Far right armed with bats patrol Kiev

Is the government anti-Russian?

Part of the problem is that the government sworn in last week had little connection to Ukraine's more Russophile east. One of its first actions was to repeal a 2012 law recognising Russian as an official regional language. The decision was widely criticised across Ukraine.

Were Russian citizens in danger in Crimea?

Media captionMark Lowen and Daniel Sandford report from the police cordon separating rival rallies in Simferopol

Last week, there were disturbances in the Crimean capital, Simferopol, when pro-Moscow protesters and supporters of Ukraine's new leaders confronted each other outside the parliament building. After reports had emerged of Russian troops taking up positions across Crimea, Moscow accused Kiev of sending armed men to destabilise the peninsula. It was already in Russian hands.

Does Crimea create a precedent for other Ukrainian cities?

The circumstances in the eastern Ukrainian cities of Donetsk and Kharkiv are comparable to the situation in Crimea.

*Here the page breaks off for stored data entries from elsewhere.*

Issue #6136, opened 2022-09-21
Add service.name resource attribute to the collector's own telemetry


jlegoff:
**Is your feature request related to a problem? Please describe.**

The opam spec [states](https://github.com/open-telemetry/opamp-spec/blob/main/specification.md#agentdescriptionidentifying_attributes) that an agent should have the following identifying attributes:
* service.name
* service.namespace
* service.version 
* service.instance.id 
* any other attributes that are necessary for uniquely identifying the Agent's own telemetry.

At the moment, the collector's own telemetry don't include these.

**Describe the solution you'd like**
The collector should include the above attributes - `service.namespace` and `service.instance.id` should probably be configurable. I'm not sure what the default values should be.

**Describe alternatives you've considered**
I've [suggested](https://cloud-native.slack.com/archives/C01N6P7KR6W/p1663680351659209) in slack a specific resource type might be created for agents, but the consensus seems to be that the collector is a service.

tigrannajaryan:
>At the moment, the collector's own telemetry don't include these.

This is partially correct. Collector does include `service.version` and `service.instance.id` already. `service.name` is indeed missing and based on today's SIG discussion should be added. 

Collector also allows to specify arbitrary attributes to include in its own telemetry using `resource` key under the `telemetry` key of the config. This allows the user to define `service.namespace` and any other attributes and also allows overriding `service.instance.id`.

The only thing I believe is really missing is that `service.name` should be by default included in own telemetry. I would expect it to be set to the FQDN, e.g. "io.opentelemetry.collector".

tigrannajaryan:
Some findings for posterity: I have been testing how Collector generates its own metrics using prometheusreceiver to collect them and was surprised to discover that `service.name` was included as Resource attributes on the collected metrics. I was surprised since I didn't expect this. However, after some digging I found that prometheusreceiver sets the `service.name` [equal to the configured job name](https://github.com/open-telemetry/opentelemetry-collector-contrib/blob/4d376d0d928dd82601f72abe432d763fb66610af/receiver/prometheusreceiver/internal/prom_to_otlp.go#L53). 

So, we still need to add the `service.name` as a Resource attribute, even if the prometheusreceiver overwrites it with the configured job name later (since prometheusreceiver is not the only way we will be collecting our own telemetry in the future).

jack-berg:
[...]

PR #6152, opened 2022-09-26
Add service.name resource attribute to the collector's own telemetry

tigrannajaryan:
Resolves https://github.com/open-telemetry/opentelemetry-collector/issues/6136

- The default service.name is set to BuildInfo.Command (equals to "otelcol" for this repo).
- The service.name can be overridden by the end user via telemetry config setting.

### DIFF
--- a/service/telemetry.go
+++ b/service/telemetry.go
@@ -117,27 +117,8 @@ func (tel *telemetryInitializer) initOnce(buildInfo component.BuildInfo, logger 
 
 	logger.Info("Setting up own telemetry...")
 
-	// Construct telemetry attributes from resource attributes.
-	telAttrs := map[string]string{}
-	for k, v := range cfg.Resource {
-		// nil value indicates that the attribute should not be included in the telemetry.
-		if v != nil {
-			telAttrs[k] = *v
-		}
-	}
-
-	if _, ok := cfg.Resource[semconv.AttributeServiceInstanceID]; !ok {
-		// AttributeServiceInstanceID is not specified in the config. Auto-generate one.
-		instanceUUID, _ := uuid.NewRandom()
-		instanceID := instanceUUID.String()
-		telAttrs[semconv.AttributeServiceInstanceID] = instanceID
-	}
-
-	if _, ok := cfg.Resource[semconv.AttributeServiceVersion]; !ok {
-		// AttributeServiceVersion is not specified in the config. Use the actual
-		// build version.
-		telAttrs[semconv.AttributeServiceVersion] = buildInfo.Version
-	}
+	// Construct telemetry attributes from build info and config's resource attributes.
+	telAttrs := buildTelAttrs(buildInfo, cfg)
 
 	if tp, err := textMapPropagatorFromConfig(cfg.Traces.Propagators); err == nil {
 		otel.SetTextMapPropagator(tp)
@@ -177,6 +158,37 @@ func (tel *telemetryInitializer) initOnce(buildInfo component.BuildInfo, logger 
 	}()
 
 	return nil
+}
+
+func buildTelAttrs(buildInfo component.BuildInfo, cfg telemetry.Config) map[string]string {
+	telAttrs := map[string]string{}
+
+	for k, v := range cfg.Resource {
+		// nil value indicates that the attribute should not be included in the telemetry.
+		if v != nil {
+			telAttrs[k] = *v
+		}
+	}
+
+	if _, ok := cfg.Resource[semconv.AttributeServiceName]; !ok {
+		// AttributeServiceName is not specified in the config. Use the default service name.
+		telAttrs[semconv.AttributeServiceName] = buildInfo.Command
+	}
+
+	if _, ok := cfg.Resource[semconv.AttributeServiceInstanceID]; !ok {
+		// AttributeServiceInstanceID is not specified in the config. Auto-generate one.
+		instanceUUID, _ := uuid.NewRandom()
+		instanceID := instanceUUID.String()
+		telAttrs[semconv.AttributeServiceInstanceID] = instanceID
+	}
+
+	if _, ok := cfg.Resource[semconv.AttributeServiceVersion]; !ok {
+		// AttributeServiceVersion is not specified in the config. Use the actual
+		// build version.
+		telAttrs[semconv.AttributeServiceVersion] = buildInfo.Version
+	}
+
+	return telAttrs
 }
 
 func (tel *telemetryInitializer) initOpenCensus(cfg telemetry.Config, telAttrs map[string]string) (http.Handler, error) {
--- a/CHANGELOG.md
+++ b/CHANGELOG.md
@@ -61,6 +61,7 @@
 - Add AppendEmpty and EnsureCapacity method to primitive pdata slices (#6060)
 - Expose `AsRaw` and `FromRaw` `pcommon.Value` methods (#6090)
 - Convert `ValueTypeBytes` attributes in logging exporter (#6153)
+- service.name Resource attribute is added to Collector's own telemetry, defaults to the value of `BuildInfo.Command` and can be overridden in the config (#6152) 
 - Updated how `telemetryInitializer` is created so it's instanced per Collector instance rather than global to the process (#6138)
 
 ## v0.60.0 Beta
--- a/service/telemetry_test.go
+++ b/service/telemetry_test.go
@@ -1,0 +1,69 @@
+// Copyright  The OpenTelemetry Authors
+//
+// Licensed under the Apache License, Version 2.0 (the "License");
+// you may not use this file except in compliance with the License.
+// You may obtain a copy of the License at
+//
+//      http://www.apache.org/licenses/LICENSE-2.0
+//
+// Unless required by applicable law or agreed to in writing, software
+// distributed under the License is distributed on an "AS IS" BASIS,
+// WITHOUT WARRANTIES OR CONDITIONS OF ANY KIND, either express or implied.
+// See the License for the specific language governing permissions and
+// limitations under the License.
+
+package service
+
+import (
+	"testing"
+
+	"github.com/stretchr/testify/assert"
+
+	"go.opentelemetry.io/collector/component"
+	semconv "go.opentelemetry.io/collector/semconv/v1.5.0"
+	"go.opentelemetry.io/collector/service/telemetry"
+)
+
+func TestBuildTelAttrs(t *testing.T) {
+	buildInfo := component.NewDefaultBuildInfo()
+
+	// Check default config
+	cfg := telemetry.Config{}
+	telAttrs := buildTelAttrs(buildInfo, cfg)
+
+	assert.Len(t, telAttrs, 3)
+	assert.Equal(t, buildInfo.Command, telAttrs[semconv.AttributeServiceName])
+	assert.Equal(t, buildInfo.Version, telAttrs[semconv.AttributeServiceVersion])
+
+	_, exists := telAttrs[semconv.AttributeServiceInstanceID]
+	assert.True(t, exists)
+
+	// Check override by nil
+	cfg = telemetry.Config{
+		Resource: map[string]*string{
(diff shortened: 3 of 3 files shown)


component/build_info.go
```diff
@@ -25,6 +25,11 @@ type BuildInfo struct {
 
 	// Version string.
 	Version string
+
+	// ServiceName is the value of "service.name" attribute in the telemetry
+	// that the Collector produces about itself. This can be overridden
+	// by the end user via telemetry.Config.Resource setting.
+	ServiceName string
```
bogdandrutu, line 32: Why exposing it here? Why is not a config?

tigrannajaryan: It is also a config. I described in the PR description:

>I made the service.name a setting in BuildInfo which can be overridden when building the Collector. Other distros may choose a different service.name.
>The service.name can be also overridden by the end user via telemetry config setting.

tigrannajaryan:
@jpkrohling looks like builder is failing because it imports a specific version of the Collector instead of the latest code in local directory (and the previous version doesn't contain the newly added BuildInfo.ServiceName field). Should we change builder to import latest Collecor or there is some other thinking behind this that I am not aware?

component/build_info.go
bogdandrutu: Why do you want to have it in the BuildInfo then?

tigrannajaryan: The BuildInfo defines the default value of `service.name` if it is unspecified by the end user in the config file. This allows distributions to choose their own default value of `service.name`. Do you think it is unnecessary? Alternatively, we can hard-code the service.name to `io.opentelemtry.collector`. Is it what you are suggesting?

bogdandrutu: The BuildInfo is available to all components, is the intent to expose this to every component? If just to allow different distributions to configure we can do that in the `service.CollectorSettings`, but I don't think that is important. We should probably hardcode to `io.opentelemtry.collector` and see if any distribution wants to overwrite that and configuration is not enough.

tigrannajaryan: Sounds good. Let me change to hard-coded.

tigrannajaryan: Done.

service/telemetry.go
```diff
@@ -179,6 +165,37 @@ func (tel *telemetryInitializer) initOnce(buildInfo component.BuildInfo, logger
 	return nil
 }
 
+func buildTelAttrs(buildInfo component.BuildInfo, cfg telemetry.Config) map[string]string {
```
bogdandrutu, line 168: Separate concern, but we should look into that. When we "restart" the telemetry due to for example a config update, we generate a new instance ID which I think we should not? Let's open an issue to discuss that.

service/telemetry.go
```diff
@@ -179,6 +165,37 @@ func (tel *telemetryInitializer) initOnce(buildInfo component.BuildInfo, logger
...
+	for k, v := range cfg.Resource {
+		// nil value indicates that the attribute should not be included in the telemetry.
+		if v != nil {
+			telAttrs[k] = *v
+		}
+	}
+
+	if _, ok := cfg.Resource[semconv.AttributeServiceName]; !ok {
+		// AttributeServiceName is not specified in the config. Use the default service name.
+		telAttrs[semconv.AttributeServiceName] = defaultServiceName
```
bogdandrutu, line 180: Any idea/objection about using `BuildInfo.Command` as default instead of `io.opentelemetry.collector`? For us that will become `otelcol`.

service/telemetry.go
tigrannajaryan: Ideally, yes, the instance ID should persist. Issue created https://github.com/open-telemetry/opentelemetry-collector/issues/6158

service/telemetry.go
tigrannajaryan: Pros:
- `otelcol` is shorter and more readable.
Cons
- Different distros use the same `otelcol` BuildInfo.Command which can be confusing.
- Our own contrib repo uses `otelcontribcol` which it probably should not, it should use `otelcol` (?)

@open-telemetry/collector-approvers what do you think?

service/telemetry.go
bogdandrutu: Thanks

service/telemetry.go
```diff
@@ -57,6 +57,11 @@ const (
 	// supported trace propagators
 	traceContextPropagator = "tracecontext"
 	b3Propagator           = "b3"
+
+	// Default value of "service.name" resource attribute in the telemetry
+	// that the Collector produces about itself. This can be overridden
+	// by the end user via telemetry.Config.Resource setting.
+	defaultServiceName = "io.opentelemetry.collector"
```
jpkrohling, line 64: How can downstream distributions customize this?

service/telemetry.go
jpkrohling: I think we should differentiate between core and contrib. So, either `io.opentelemetry.collector.contrib` or `otelcol-contrib` for contrib would work for me, with a slight preference for the shorter version. On a UI that is not that wide, the shorter name would make it easier to identify whether the service relates to the core or the contrib distribution.

service/telemetry.go
bogdandrutu: Distributions can have their own "confmap.Converter` that can change the config. See https://github.com/open-telemetry/opentelemetry-collector/blob/main/confmap/converter.go

jpkrohling: While that's a powerful tool, I believe this will be such a common thing to override that we might want to provide an easier way to customize it?

bogdandrutu: The build flag? that is very easy.

Also I don't think will be that common.

dmitryax: > Also they can have a build ld flag to change this constant correct?

Constants cannot be overridden with build flags AFIAK, only variables (even internal)

I also think it might be useful to have a cleaner way to override this in distros

bogdandrutu: We jump from 0 -> 1000 here. We did not have any car before now we want a 2M$ car. Let's see if we have this request before any more public API. We provided a way via config. Also another way is to do via config flags ("--set"), there are at least 3 different ways to achieve this, and we are asking for more.

Also we are talking about distros (2-3), for that if this is not the cleanest solution for the moment is ok, final users should have a clean solution and they have.

service/telemetry.go
bogdandrutu: The comment moved away from the initial discussion, reseting to get back to that. Can this default to `BuildInfo.Command`?

tigrannajaryan:
I think we have 3 open questions:
- Should different distributions use different service.name in the own telemetry?
- Should Core and Contrib builds use different service.name?
- Should we aim for short, more readable service.name like `otelcol` or for longer but more unambiguous, e.g. FQDN `io.opentelemetry.collector`?

Seems like we have different opinions here. Perhaps other @open-telemetry/collector-approvers and @open-telemetry/collector-contrib-approvers can chime in and suggest some arguments that help us answer these questions (i.e. provide some motivation why you think so)?

bogdandrutu:
> Should different distributions use different service.name in the own telemetry?

Who do you ask for? Every distro can do what they want. If a distro owner comes and ask me, I would suggest a different service name since is a different service (even though has lots of common things with the core service).

> Should Core and Contrib builds use different service.name?

I think so. 

> Should we aim for short, more readable service.name like otelcol or for longer but more unambiguous, e.g. FQDN io.opentelemetry.collector?

I've never seen a long name like `io.opentelemetry.collector`. I personally prefer up to 10 characters names, ideal 5-7.

service/telemetry.go
dmitryax: Given that `service.name` specification doesn't mention any uniqueness requirements, I'd vote for having a shorter name

djaglowski:
The specification says of `service.name`: `MUST be the same for all instances of horizontally scaled services.`

It also describes related fields, including `service.namespace`: `A string value having a meaning that helps to distinguish a group of services, for example the team name that owns a group of services.`

My interpretation of this is that `service.name` should be quite generic and `service.namespace` can optionally be used by distros and custom builds to provide additional specificity.

Applying this to Tigran's questions, I think `service.name` should be constant (eg `otelcol`), but we should support in some way that distros and custom builds can specify `service.namespace` in order to differentiate themselves.

bogdandrutu:
> Applying this to Tigran's questions, I think service.name should be constant (eg otelcol), but we should support in some way that distros and custom builds can specify service.namespace in order to differentiate themselves.

Why? I think the configuration in the end should belong to the final user and not to the distributor, since this is a service deployed/monitored by that user not by the distributor. If the distributor also deploys this for the final user they control the config so they can do whatever they want.

djaglowski:
> I think the configuration in the end should belong to the final user and not to the distributor, since this is a service deployed/monitored by that user not by the distributor. If the distributor also deploys this for the final user they control the config so they can do whatever they want.

Ok, fair point. 

I guess I'm confused about whether the `service` namespace should uniquely identify the binary, or if it is purely a concern of the final user to describe it sufficiently for their needs.

tigrannajaryan:
> we should support in some way that distros and custom builds can specify `service.namespace` in order to differentiate themselves.

We do support this already in the end user config. You can specify `service.namespace` (and any other attribute) in service.telemetry.resource config setting.

However, `service.namespace` is typically intended for grouping of team-wide services (e.g. all services that belong to Finance department), not for grouping of services by the distro. Although I can accept that such grouping may be a valid choice for some users I don't think we need to support it in any special way by encouraging distro owners to set their own `service.namespace`. I believe it is one of the attributes that truly belongs to the end users.

tigrannajaryan:
> > Should different distributions use different service.name in the own telemetry?
> 
> Who do you ask for? Every distro can do what they want. If a distro owner comes and ask me, I would suggest a different service name since is a different service (even though has lots of common things with the core service).

I am asking on behalf of the end user. What is the best from their perspective? If they happen to deploy Collectors from different distros do they want them to appear as the same service or as different services in their backend?

TylerHelmuth:
My two cents:

> Should different distributions use different service.name in the own telemetry?

Ultimately the user should have the ability to set whatever `service.name` they want and we should provide a default value.  I'd go as far as to say that users should be able to set any attributes they want on the collector's own telemetry. They are the ones that are going to use the telemetry to monitor their collectors, so we should let them do what they want with their data.

> Should Core and Contrib builds use different service.name?

Sure, but I don't have strong feelings on this at all.

> Should we aim for short, more readable service.name like otelcol or for longer but more unambiguous, e.g. FQDN io.opentelemetry.collector?

I'd vote shorter name as the default.

tigrannajaryan:
> Ultimately the user should have the ability to set whatever `service.name` they want and we should provide a default value. I'd go as far as to say that users should be able to set any attributes they want on the collector's own telemetry. They are the ones that are going to use the telemetry to monitor their collectors, so we should let them do what they want with their data.

Yes, that's exactly what we already do in this PR. We allow the user to override `service.name` and set any other attributes they want. The question is precisely about what the default value of `service.name` should be. (I updated my earlier comment to make it clear).

TylerHelmuth:
> Yes, that's exactly what we already do in this PR. We allow the user to override service.name and set any other attributes they want.

Yup, I'm agreeing with this PR's implementation.

As for actual default value, I'll put a vote in for `BuildInfo.Command` so we can gracefully achieve `otelcol` and `otelcol-contrib` without changing our build/release process.

tigrannajaryan:
I see a lot of support for using `BuildInfo.Command` as the default value for `service.name`. Anyone thinks this is a bad idea?

service/telemetry.go
tigrannajaryan: Changed to `BuildInfo.Command`.

TylerHelmuth (approved):

bogdandrutu (approved):

diego-lambrechts-wp:
Hi!. Can anyone please tell me in which section of the configuration the service.name can be set? Unfortunately I had no luck finding it in the documentation. Thank you!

There have been pro-Russian protests in both predominantly Russian-speaking cities. In Donetsk, some 100 demonstrators stormed the regional administration building on Monday and a businessman, Pavel Gubarev, declared himself people's governor.

Image caption The entrance to the Donetsk regional government building was damaged by pro-Russian protesters

Correspondents described how the protesters in Donetsk chanted, "Putin, come". Russian troops have taken part in exercises over the border and President Vladimir Putin has spoken of sending the military onto "the territory of Ukraine" without specifying where. However, he has since said Russia will use force in Ukraine only as as last resort.

What next for both sides?

So what does Russia want?

In Crimea, Moscow appears keen to strengthen its grip, with a package of financial aid to the peninsula in the form of pensions and salaries. It has also promised that a $3bn (£1.8bn) bridge will be built, linking the Russian mainland to Crimea over the Kerch Strait, a distance of some 4.5km (2.8 miles).

Image caption Pro-Russian troops have taken control of Kerch, on the easternmost tip of the Crimean peninsula

Across Ukraine, Moscow is calling for the 21 February agreement to be implemented. Vladimir Putin accepts there is no return for the ousted president but Moscow is stressing the need for a government of national unity. Russia sees the current government as anti-constitutional and not representative of the native Russian-speaking population. It also wants "extremist gangs" to disband.